● Dataset entries:
== == ==

PR #2364, opened 2025-07-15
favorites list fix

shanbady:

Closes https://github.com/mitodl/hq/issues/7544

I connected with @rhysyngsun who pointed me towards a solution. Locally we have an authentication middleware that calls the appropriate plugin methods. In our deployed environments the authentication bypasses it since it is done via scim. This PR adds the plugin calls to the scim user adapter.

### How can this be tested?
I'm unsure exactly how to go about testing this locally but I've added a test to ensure when the scim adapter saves, the default favorites list and profile get created.


mbertrand (approved):
👍

PR #2370, opened 2025-07-18
prevent hero layout shift

ChristopherChudzicki:
Closes https://github.com/mitodl/hq/issues/7818

Fixes min height of AskTim hero area container to prevent layout shift as feature flag loads.

### How can this be tested?
1. Load the homepage with AskTim recommendation bot turned on. There should be no layout shift as hero section loads.
2. Open/close the drawer. It should work same.
3. AskTim button should have same dimensions as RC / Prod

### DIFF
--- a/frontends/main/src/page-components/AiChat/AskTimDrawerButton.tsx
+++ b/frontends/main/src/page-components/AiChat/AskTimDrawerButton.tsx
@@ -1,11 +1,10 @@
 import React from "react"
-import { Typography, styled } from "ol-components"
-import { ButtonLink } from "@mitodl/smoot-design"
+import { Typography, styled, LinkAdapter } from "ol-components"
 import { RiSparkling2Line } from "@remixicon/react"
 import AiRecommendationBotDrawer from "./AiRecommendationBotDrawer"
 import { RECOMMENDER_QUERY_PARAM } from "@/common/urls"
 
-const StyledButton = styled(ButtonLink)(({ theme }) => ({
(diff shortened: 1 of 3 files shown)


frontends/main/src/page-components/AiChat/AskTimDrawerButton.tsx
```diff
@@ -1,44 +1,29 @@
 import React from "react"
-import { Typography, styled } from "ol-components"
-import { ButtonLink } from "@mitodl/smoot-design"
+import { Typography, styled, LinkAdapter } from "ol-components"
 import { RiSparkling2Line } from "@remixicon/react"
 import AiRecommendationBotDrawer from "./AiRecommendationBotDrawer"
 import { RECOMMENDER_QUERY_PARAM } from "@/common/urls"
 
-const StyledButton = styled(ButtonLink)(({ theme }) => ({
+const StyledButton = styled(LinkAdapter)(({ theme }) => ({
```
ChristopherChudzicki, line 7: We shouldn't use ButtonLink here. We don't want any of its styling.

As far as I can tell, we only used it because we wanted the `shallow` prop, which comes from LinkAdapter.

ChristopherChudzicki:
That's interesting. I see the slight placeholder shift very clearly in your video, but it doesn't seem to happen in Chrome or Firefox for me, having tested at various zoom levels.

Not sure what to do about that, but, as you say, not very noticeable.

== == ==

● TASK BRIEF: Repeat, word for word, all the lines above.

● FINISHED TASK:
PR #2364, opened 2025-07-15
favorites list fix

shanbady:

Closes https://github.com/mitodl/hq/issues/7544

I connected with @rhysyngsun who pointed me towards a solution. Locally we have an authentication middleware that calls the appropriate plugin methods. In our deployed environments the authentication bypasses it since it is done via scim. This PR adds the plugin calls to the scim user adapter.

### How can this be tested?
I'm unsure exactly how to go about testing this locally but I've added a test to ensure when the scim adapter saves, the default favorites list and profile get created.


mbertrand (approved):
👍

PR #2370, opened 2025-07-18
prevent hero layout shift

ChristopherChudzicki:
Closes https://github.com/mitodl/hq/issues/7818

Fixes min height of AskTim hero area container to prevent layout shift as feature flag loads.

### How can this be tested?
1. Load the homepage with AskTim recommendation bot turned on. There should be no layout shift as hero section loads.
2. Open/close the drawer. It should work same.
3. AskTim button should have same dimensions as RC / Prod

### DIFF
--- a/frontends/main/src/page-components/AiChat/AskTimDrawerButton.tsx
+++ b/frontends/main/src/page-components/AiChat/AskTimDrawerButton.tsx
@@ -1,11 +1,10 @@
 import React from "react"
-import { Typography, styled } from "ol-components"
-import { ButtonLink } from "@mitodl/smoot-design"
+import { Typography, styled, LinkAdapter } from "ol-components"
 import { RiSparkling2Line } from "@remixicon/react"
 import AiRecommendationBotDrawer from "./AiRecommendationBotDrawer"
 import { RECOMMENDER_QUERY_PARAM } from "@/common/urls"
 
-const StyledButton = styled(ButtonLink)(({ theme }) => ({
(diff shortened: 1 of 3 files shown)


frontends/main/src/page-components/AiChat/AskTimDrawerButton.tsx
```diff
@@ -1,44 +1,29 @@
 import React from "react"
-import { Typography, styled } from "ol-components"
-import { ButtonLink } from "@mitodl/smoot-design"
+import { Typography, styled, LinkAdapter } from "ol-components"
 import { RiSparkling2Line } from "@remixicon/react"
 import AiRecommendationBotDrawer from "./AiRecommendationBotDrawer"
 import { RECOMMENDER_QUERY_PARAM } from "@/common/urls"
 
-const StyledButton = styled(ButtonLink)(({ theme }) => ({
+const StyledButton = styled(LinkAdapter)(({ theme }) => ({
```
ChristopherChudzicki, line 7: We shouldn't use ButtonLink here. We don't want any of its styling.

As far as I can tell, we only used it because we wanted the `shallow` prop, which comes from LinkAdapter.

ChristopherChudzicki:
That's interesting. I see the slight placeholder shift very clearly in your video, but it doesn't seem to happen in Chrome or Firefox for me, having tested at various zoom levels.

Not sure what to do about that, but, as you say, not very noticeable.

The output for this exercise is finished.